Volgens zoölogen zijn de meeste ijsberen slecht aangepast voor de jacht op het land. Dieren kunnen bijvoorbeeld door een nestelende kolonie witte ganzen gaan, maar ze grijpen nooit een enkele vogel en vernietigen een enkel nest.
Zeedieren met vinpotigen
IJsberen leven op drijvend en snel ijs, zee-ijs, waardoor ze op verschillende zeedieren kunnen jagen - ringelrobben, walrussen en baardrobben, evenals enkele anderen. Pinnipeds vormen het hoofdvoedsel van deze polaire roofdieren.
Beren vangen zeedieren, sluipen geleidelijk op hun prooi van achter dekking, en bewaken ook in de buurt van hun holen. Zodra een zeehaas of zeehond zijn kop uit het water steekt, verdooft de ijsbeer het dier en geeft hij een verpletterende slag met zijn poot. Daarna kan het roofdier zijn prooi alleen op het ijs trekken. Er zijn gevallen waarin een ijsbeer, die van onderaf naar boven zwom, een ijsschots met zeehonden omver wierp.
Volgens zoölogen eten roofdieren ten eerste de huid en het reuzel en eten de rest alleen als er ernstige honger is - meestal gaan de overblijfselen van het berenmeel naar de poolvossen.
Vogels en knaagdieren
Vaak vangen beren zeevogels - ze grijpen snel hun prooi, nadat ze eerder onmerkbaar naar de kudde onder water waren gezwommen. Meestal jagen ijsberen op deze manier op eidereenden, zeekoeten, langstaarteenden en enkele andere vogels, afhankelijk van hun leefgebied. Beren houden er ook van om zich tegoed te doen aan vogeleieren, hun weg te vinden naar nestplaatsen en ze te verpesten, terwijl ze tegelijkertijd de gevallen kuikens oppakken.
Roofdieren die in de poolarchipel van Spitsbergen leven, raken de wilde herten die in de buurt grazen vaak niet aan en tonen er weinig of geen interesse in.
IJsberen die op de kusttoendra leven, jagen vaak op noordelijke woelmuizen, de zogenaamde lemmingen.

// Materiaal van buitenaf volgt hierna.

PR #1033, opened 2022-06-07
Upgrade to Ruby 3.1.2

ethax-ross:
### Trello card

[Trello-3345](https://trello.com/c/I9CiRkce/3345-upgrade-ruby-rails-in-tta-service)

### Context

Upgrade to the latest Ruby version ahead of upgrading to Rails 7.

- Upgrade to Ruby 3.1.2

Upgrade to the latest Ruby version ahead of upgrading to Rails 7. Ruby 3.1 moved `net-smtp` to be a bundled gem and whilst we don't send emails from the app Rails appears to still reference it.

- Update validates_timeliness gem

The current release (v5) doesn't adhere to the new splat operator requirement for hash -> named arguments, so we need to pull in a pre-release until they cut a new version.

- Use splat operator on hash -> named arguments

Ruby 3.1 requires an explicit splat operator when passing a hash in for named arguments.

On the form builder use cases we can simply omit the empty hash.

- Fix Rubocop linting errors

We can omit the hash value when the key matches the variable name referenced.

- Replace deprecated throttled_response method call

The replacement is called throttled_responder so we're using that instead

https://github.com/rack/rack-attack/blob/master/CHANGELOG.md


peteryates (approved):
Nice!

PR #1034, opened 2022-06-08
Upgrade to Rails 7.0.3

ethax-ross:
### Trello card

[Trello-3345](https://trello.com/c/I9CiRkce/3345-upgrade-ruby-rails-in-tta-service)

### Context

We want to run on the latest version of Rails.

- Upgrade to Rails 7

Upgrade Rails to v7.0.3 and run the `rails app:update` rake task bringing latest defaults into initializers.

Remove old framework defaults and go straight to the v7.0 defaults.

### Guidance to review

I could have had it so the environment files were easier to diff but at least this way when we need to run `rails app:update` again it should be more straight forward.


peteryates (approved):
All seems sensible

PR #1045, opened 2022-06-22
Fix missing translation for time zone on check answers page

ethax-ross:
### Trello card

[Trello-3416](https://trello.com/c/kx8angpq/3416-fix-time-zone-label-error-on-tta-funnel-check-answers-page)

### Context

Plantaardig voedsel in het dieet van ijsberen
Een vrij klein deel van het dieet van poolroofdieren bestaat uit verschillende componenten van plantaardige oorsprong. Bijna alle ijsberen gebruiken ze echter van tijd tot tijd om hun voorraad vitamines en andere voedingsstoffen aan te vullen. Volgens zoölogische wetenschappers hebben roofdieren soms zelfs een dringende behoefte aan verschillende plantaardige voedingsmiddelen. In de regel consumeren ze in de herfst graag bessen (bosbessen, kraaienbessen en zelfs veenbessen), granen en zeggegroenten, verschillende wilde planten, zoals zuring, evenals mossen en korstmossen.

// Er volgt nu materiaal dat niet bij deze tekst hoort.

PR #1054, opened 2022-07-01
Fix 302 redirect on root sign up path

ethax-ross:
The `dfe_wizard` gem has been updated to ensure the root redirect from `/signup` to `/signup/identity` is a 301 (permanent) instead of 302 (temporary).


gemmadallmandfe (approved):
Looks good to me - tested redirect and it is now a 301

gemmadallmandfe (approved):

PR #1049, opened 2022-06-27
updating RTTA eligibility

EllieNodder:
### Trello card

https://trello.com/c/Prol5Z8w/3397-remove-subject-eligibility-for-rttas

### Context

Now that RTTA eligiblity has expanded, we need to update the adviser funnel.

PR #1055, opened 2022-07-01
Allow returning teachers to specify any secondary subject preference

ethax-ross:
> :warning: Pending updated copy for the new exit step and potentially the primary/secondary step as well when used in the returners journey

### Trello card

[Trello-3397](https://trello.com/c/Prol5Z8w/3397-remove-subject-eligibility-for-rttas)

### Context

We currently only accept certain secondary subjects on the returning teacher journey - if the candidate does not want to teach these subjects and selects "Other" we block their sign up and let them know they are not eligible.

Going forward we are opening up returning teacher submissions for any secondary subject, so we want to include all subjects (except "Primary") in the list of preferred subjects the candidate would like to teach and add a new step that checks if they want to teach primary or secondary. If they choose secondary we will block their sign up and let them know they are not eligible.

- Include StageInterestedTeaching step in returning teacher journey
- Include all secondary subjects in SubjectLikeToTeach step
- Move education stage exit step to be after StageInterestedTeaching step

### Guidance to review

Other candidate sign up journeys _shouldn't_ be effected by these changes, but it's worth doing a bit of exploratory testing.

Best reviewed by-commit.


EllieNodder:
@ethax-ross I made a separate [PR](https://github.com/DFE-Digital/get-teacher-training-adviser-service/pull/1049) for updating the funnel start page - can we merge these two together?

app/views/teacher_training_adviser/steps/_primary_returner.erb
```diff
@@ -5,7 +5,7 @@
     <div class="govuk-grid-column-two-thirds">
       <h1 class="govuk-heading-l">We're sorry, but you are not eligible for this service.</h1>
 
-      <p>To be eligible, you must be planning to teach chemistry, computing, maths, modern foreign languages or physics.</p>
+      <p>To be eligible, you must be planning to teach a secondary subject.</p>
```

Het is ook bekend dat beren tussen maart en april naar sneeuw kunnen graven om daar scheuten van poolwilg en zegge te vinden. Zo proberen roofdieren het gebrek aan vitamines en mineralen goed te maken, geloven wetenschappers.
Er is ook waargenomen dat ijsberen kelp, fucus en ander zeewier kunnen eten dat door de zee aan de kust wordt gegooid. En sommige van de beren die op Spitsbergen leven, duiken periodiek in een poging om dergelijk voedsel te vinden.
Atypisch eten
De laatste tijd zijn er steeds meer verwijzingen naar het feit dat ijsberen, die zich in de buurt van nederzettingen bevinden, een verscheidenheid aan oneetbare items eten, tot zeildoek en machineolie. Ze worden echter niet onverschillig gelaten door de voedselvoorziening die door mensen wordt gemaakt. Ze eten roofdieren en voedsel dat door mensen is achtergelaten voor honden, evenals aas dat zich in poolvossenvallen bevindt. In sommige gevallen kunnen beren zelfs eten op vuilnisbelten aan de rand van nederzettingen. Helaas kunnen wilde dieren door dergelijke gewoonten sterven - er worden steeds meer van dergelijke gevallen geregistreerd.